___ Records for this exercise

PR #850, opened 2021-02-11
overlay: add warning if rootfs < 8G

jlebon:
We've recently had our first case of a "trapped" rootfs running out of
space for upgrades:

https://github.com/coreos/fedora-coreos-tracker/issues/731

Until we actually implement stronger behaviour for this, let's
explicitly check for this case and emit a warning if we detect it. In
the future, we'll look at making this a hard error by default (with an
escape hatch).

For more information, see:

https://github.com/coreos/fedora-coreos-tracker/issues/586#issuecomment-777220000

### DIFF
--- a/overlay.d/05core/usr/lib/dracut/modules.d/40ignition-ostree/coreos-check-rootfs-size
+++ b/overlay.d/05core/usr/lib/dracut/modules.d/40ignition-ostree/coreos-check-rootfs-size
@@ -1,0 +1,37 @@
+#!/bin/bash
+set -euo pipefail
+
+# See also ignition-ostree-check-rootfs-size.service
+# https://github.com/coreos/fedora-coreos-tracker/issues/586#issuecomment-777220000
+
+srcdev=$(findmnt -nvr -o SOURCE /sysroot | tail -n1)
+size=$(lsblk --nodeps --noheadings --bytes -o SIZE "${srcdev}")
+
+MINIMUM_GB=8
+MINIMUM_BYTES=$((1024 * 1024 * 1024 * MINIMUM_GB))
+
+MOTD_DROPIN=/etc/motd.d/60-coreos-rootfs-size.motd
+
+YELLOW=$(echo -e '\033[0;33m')
+RESET=$(echo -e '\033[0m')
+
+if [ "${size}" -lt "${MINIMUM_BYTES}" ]; then
+    mkdir -p "/sysroot/$(dirname "${MOTD_DROPIN}")"
+    cat > "/sysroot/${MOTD_DROPIN}" <<EOF
+${YELLOW}
+############################################################################
+WARNING: The root filesystem is too small. It is strongly recommended to
+allocate at least ${MINIMUM_GB} GiB of space to allow for upgrades. From June 2021, this
+condition will trigger a failure in some cases. For more information, see:
+https://docs.fedoraproject.org/en-US/fedora-coreos/storage/
+
+You may delete this warning using:
+sudo rm ${MOTD_DROPIN}
+############################################################################
+${RESET}
+EOF
+
+    # And also write it on stdout for the journal and console
+    cat "/sysroot/${MOTD_DROPIN}"
+    coreos-relabel "${MOTD_DROPIN}"
+fi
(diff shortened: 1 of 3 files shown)


jlebon:
Screenshot from 2021-02-11 16-27-25

overlay.d/05core/usr/lib/dracut/modules.d/40ignition-ostree/coreos-check-rootfs-size
```diff
@@ -0,0 +1,44 @@
...
+YELLOW=$(echo -e '\033[0;33m')
+RESET=$(echo -e '\033[0m')
+
+if [ "${size}" -lt "${MINIMUM_BYTES}" ]; then
+    mkdir -p "/sysroot/$(dirname "${MOTD_DROPIN}")"
+    cat > "/sysroot/${MOTD_DROPIN}" <<EOF
+${YELLOW}
+########################################################################
+WARNING: The root filesystem is too small. It is strongly recommended to
+allocate at least ${MINIMUM_GB}G of space to allow for upgrades. In the future, this
```
lucab: Minor: `GiB`.

travier (approved):
Not tested but LGTM.

overlay.d/05core/usr/lib/dracut/modules.d/40ignition-ostree/coreos-check-rootfs-size
```diff
@@ -0,0 +1,44 @@
...
+condition will trigger a failure by default. For more information, see:
+https://docs.fedoraproject.org/en-US/fedora-coreos/storage/
+
+You may delete this warning using:
+rm ${MOTD_DROPIN}
```
bgilbert: `sudo`

overlay.d/05core/usr/lib/dracut/modules.d/40ignition-ostree/coreos-check-rootfs-size
```diff
@@ -0,0 +1,44 @@
+#!/bin/bash
+set -euo pipefail
+
+# See also ignition-ostree-check-rootfs-size.service
+# https://github.com/coreos/fedora-coreos-tracker/issues/586#issuecomment-777220000
+
+srcdev=$(findmnt -nvr -o SOURCE /sysroot | tail -n1)
+size=$(lsblk --nodeps --noheadings --bytes -o SIZE "${srcdev}")
```
bgilbert, line 8: I was imagining we'd only produce the warning if the root filesystem is constrained by another partition, not if the user just uses the default partition layout on a small virtual disk.  A warning might be okay in any case, but do we want to ship a small disk image and then (eventually) fail if the user doesn't resize it?

overlay.d/05core/usr/lib/dracut/modules.d/40ignition-ostree/coreos-check-rootfs-size
```diff
@@ -0,0 +1,44 @@
...
+https://docs.fedoraproject.org/en-US/fedora-coreos/storage/
+
+You may delete this warning using:
+rm ${MOTD_DROPIN}
+########################################################################
+${RESET}
+EOF
+
+    # And also write it on stdout for the journal and console
+    cat "/sysroot/${MOTD_DROPIN}"
```
bgilbert, line 35: Have you checked that the embedded ANSI escapes won't prevent viewing of the journal entries?  I think I've had problems with `\r` in the past.

jlebon: It seems to show up fine in the journal. It's in black, so it's possible journald is stripped them out.

overlay.d/05core/usr/lib/dracut/modules.d/40ignition-ostree/coreos-check-rootfs-size
jlebon: I'd rather still print a warning, but yeah I like your suggestion on only making it a hard error in the trapped partition case.

jlebon:
Updated!

jlebon:
Let's hold this until we discuss specific sizing recommendations in the next community meeting (https://github.com/coreos/fedora-coreos-tracker/issues/586#issuecomment-779467905).

jlebon:
Updated to use 8 GiB now as per https://github.com/coreos/fedora-coreos-tracker/issues/586#issuecomment-785254764. Dropped `hold` label!

overlay.d/05core/usr/lib/dracut/modules.d/40ignition-ostree/ignition-ostree-check-rootfs-size.service
```diff
@@ -0,0 +1,12 @@
+[Unit]
+Description=Ignition OSTree: Check Root Filesystem Size
```
cgwalters, line 2: Perhaps also
```
Documentation=https://docs.fedoraproject.org/en-US/fedora-coreos/storage/
```
?

cgwalters (approved):
LGTM

bgilbert:
LGTM

PR #852, opened 2021-02-12
manifest: ship specific sssd subpackages instead

jlebon:
The `sssd` subpackage is a meta-package which just pulls in the default
set of packages. This default set changed in Fedora 34, which started
pulling in `python3-sssdconfig`:

https://bugzilla.redhat.com/show_bug.cgi?id=1927907

From the maintainer feedback there, it seems like it'd be better anyway
to be more explicit about the specific backends we want to ship. So
let's do that here: break out `sssd` into the client and the backends
for AD, IPA, KRB5, and LDAP.

### DIFF
--- a/manifests/fedora-coreos-base.yaml
+++ b/manifests/fedora-coreos-base.yaml
@@ -159,7 +159,9 @@ packages:
   # https://github.com/coreos/fedora-coreos-tracker/issues/445
   - libsss_sudo
   # Extra runtime
-  - sssd shadow-utils
+  - shadow-utils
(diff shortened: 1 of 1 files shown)


bgilbert (approved):
Superficial LGTM.

jlebon:
As a sanity-check, you can see from the CI run that the only dropped RPM from this is `sssd`:

```json
[
  [
    "sssd",
    1,
    {
      "PreviousPackage": [
        "sssd",
        "2.3.1-4.fc33",
        "x86_64"
      ]
    }
  ]
]
```

PR #881, opened 2021-03-08
denylist: Add default-checks for chrony AVC

cgwalters:
Pairs with https://github.com/coreos/coreos-assembler/pull/2067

______

To do: The answer is each line from the entries above in which the word "upgrades" occurs.

Reply to the exercise:
space for upgrades:
+allocate at least ${MINIMUM_GB} GiB of space to allow for upgrades. From June 2021, this
+allocate at least ${MINIMUM_GB}G of space to allow for upgrades. In the future, this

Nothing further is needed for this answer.